Doug Alexander

The right to erasure — the GDPR’s Article 17, the equivalent provisions in US state laws — is the privacy right that gets the most attention from individuals trying to manage their own digital presence. It’s easy to understand, it sounds powerful, and it produces a tangible result: you submit a request, you get a confirmation, your data is supposedly deleted.

The reality is more complicated. Erasure requests apply to the company you submit them to. They don’t apply to companies that have already received copies of your data, companies that acquired it before the request, or companies in jurisdictions where the right doesn’t apply. Data that has been shared downstream — sold, licensed, included in a data product — is not recalled by a deletion from the original source. The right to erasure is, in practice, a right to stop future data processing by a specific entity, with limited effect on existing distribution.

This isn’t an argument against using erasure requests. They’re worth submitting, especially to the major data aggregators that serve as upstream sources for others. But understanding what they do and don’t accomplish matters for setting realistic expectations.

The more durable protection is preventing data from being collected in the first place — through the kinds of practices that reduce the creation of linkable records rather than the deletion of records that already exist. This is harder, less legible, and doesn’t produce confirmation emails. It also works better over time. The deletion workflow is reactive; the minimization approach is structural. Both are worth doing, but the second one is doing more of the actual work.

The right to erasure is a useful tool in a larger toolkit. Treating it as the toolkit is where the disappointment comes from.

Massachusetts has a better consumer privacy framework than most people who live here realize. The state’s data privacy law — not the most recent legislation, but the existing framework built up over the past fifteen years — includes some provisions that are genuinely stronger than the California law that tends to get all the coverage.

The most important is the data security requirement. Massachusetts 201 CMR 17.00, the Standards for the Protection of Personal Information of Residents of the Commonwealth, requires any company that holds personal information about Massachusetts residents to maintain a written information security program — a WISP — with specific required elements. The standard is not just a notification requirement; it’s a security practice requirement, and it applies to any business that holds this information regardless of where the business is located.

This is more meaningful than a right-to-know or right-to-delete provision, which are the features that privacy advocates usually lead with, because it governs the baseline handling of data rather than individual remediation after something has already gone wrong. A right to delete your data from a company that has already had a breach is less valuable than a requirement that the company not have the breach in the first place.

The gaps: enforcement is inconsistent, the AG’s office is resource-constrained, and the private right of action is limited. The law doesn’t cover the full range of data practices that modern consumers are actually exposed to. It was written for a different era of data collection.

But the underlying logic — that security is a prior obligation, not an afterthought — is the right logic, and it’s worth noting that Massachusetts arrived at it earlier and more clearly than most other states. The newer comprehensive privacy bills moving through the legislature are more ambitious; whether they’ll be better in practice will depend on enforcement, which is where privacy law in the US consistently falls short.

Data brokers have been a known problem for long enough that the conversation about them has calcified into a predictable shape: journalists write the exposé, the company in question says something about industry practices and consumer choice, regulators express concern, nothing material changes. The cycle completes every eighteen months or so and we start again.

The reason nothing changes is not ignorance. The major data brokers — Acxiom, LexisNexis, Experian’s data business, the dozen smaller ones — are well understood by the people in a position to regulate them. The reason is structural. Data brokers serve industries that have significant lobbying power: insurance, financial services, background screening, direct marketing. The value proposition is clear and the customers are sophisticated. Regulatory pressure that would meaningfully constrain the data broker ecosystem would also constrain their customers, and those customers have resources to push back.

The opt-out regime that exists in most US states is not a solution. It’s a release valve.
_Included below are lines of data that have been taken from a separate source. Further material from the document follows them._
PR #2096, opened 2022-04-29
Add NRMS/Hypernet tags to cluster resource group in CI mode

cadenmarchese:

The RP fails cluster installs if NSGs are attached to subnets. Simply Secure v1 applies NSGs in our subscriptions when these tags aren't present, resulting in a race condition.

Adds the tags needed to stop SSv1 from applying NSGs to subnets: https://eng.ms/docs/security-compliance-identity-and-management-scim/security/azure-security/security-health-analytics/network-isolation/netiso-teamdocs/netiso-program-overview/manage/hypernet-and-nrms-simply-secure-v1-network-security-rules

### Test plan for issue:

Deploy this commit to central us euap (where the issue is faced)

No

### DIFF
--- a/pkg/util/cluster/cluster.go
+++ b/pkg/util/cluster/cluster.go
@@ -155,6 +155,13 @@ func (c *Cluster) Create(ctx context.Context, vnetResourceGroup, clusterName str
 		c.log.Infof("creating resource group")
 		_, err = c.groups.CreateOrUpdate(ctx, vnetResourceGroup, mgmtfeatures.ResourceGroup{
 			Location: to.StringPtr(c.env.Location()),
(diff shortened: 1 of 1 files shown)


s-amann (dismissed):

rogbas (dismissed):
LGTM

cadenmarchese:
`hold` for now as tagging the resource group didn't have the desired effect. We'll need to update these tags with a temporary SSv1 exception number and re-test.

ross-bryan (commented):
We need to get an exception from microsoft, I understand this code was for testing purposes but it should not make it into production.

cadenmarchese:
@ross-bryan we can open a new PR with exception tags later if needed. Closing this one.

The process is deliberately difficult, the opt-outs don’t persist across company acquisitions, and the companies are not required to verify that the opt-out applies to all their downstream data products. A person who diligently opts out of every major data broker they can identify has reduced their exposure in ways that are meaningful at the margin but hasn’t actually removed themselves from the data economy.
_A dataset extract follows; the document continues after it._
PR #2099, opened 2022-05-02
Generate the InfraID without Installer dependency

hawkowl:

Part of cleanup for M5: https://msazure.visualstudio.com/AzureRedHatOpenShift/_workitems/edit/14317614

This generates the Infra ID directly, in the same manner as the Installer. This removes a (small) dependency on it, and means we keep it consistent between infra versions. We need the InfraID before the Installer is run to create the Gateway, among other things.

What would actually change things is a data minimization requirement — a rule that says you can only collect and retain personal data that is necessary for a specific stated purpose, with enforcement that has real teeth. The EU’s GDPR has this in principle; the enforcement has been inconsistent, but the legal framework exists. The US doesn’t have an equivalent at the federal level, and the state-by-state patchwork isn’t a substitute.

In the meantime: the opt-out services are worth using, the major brokers are worth opting out of directly, and maintaining a clear-eyed view of what that does and doesn’t accomplish is the most honest starting point.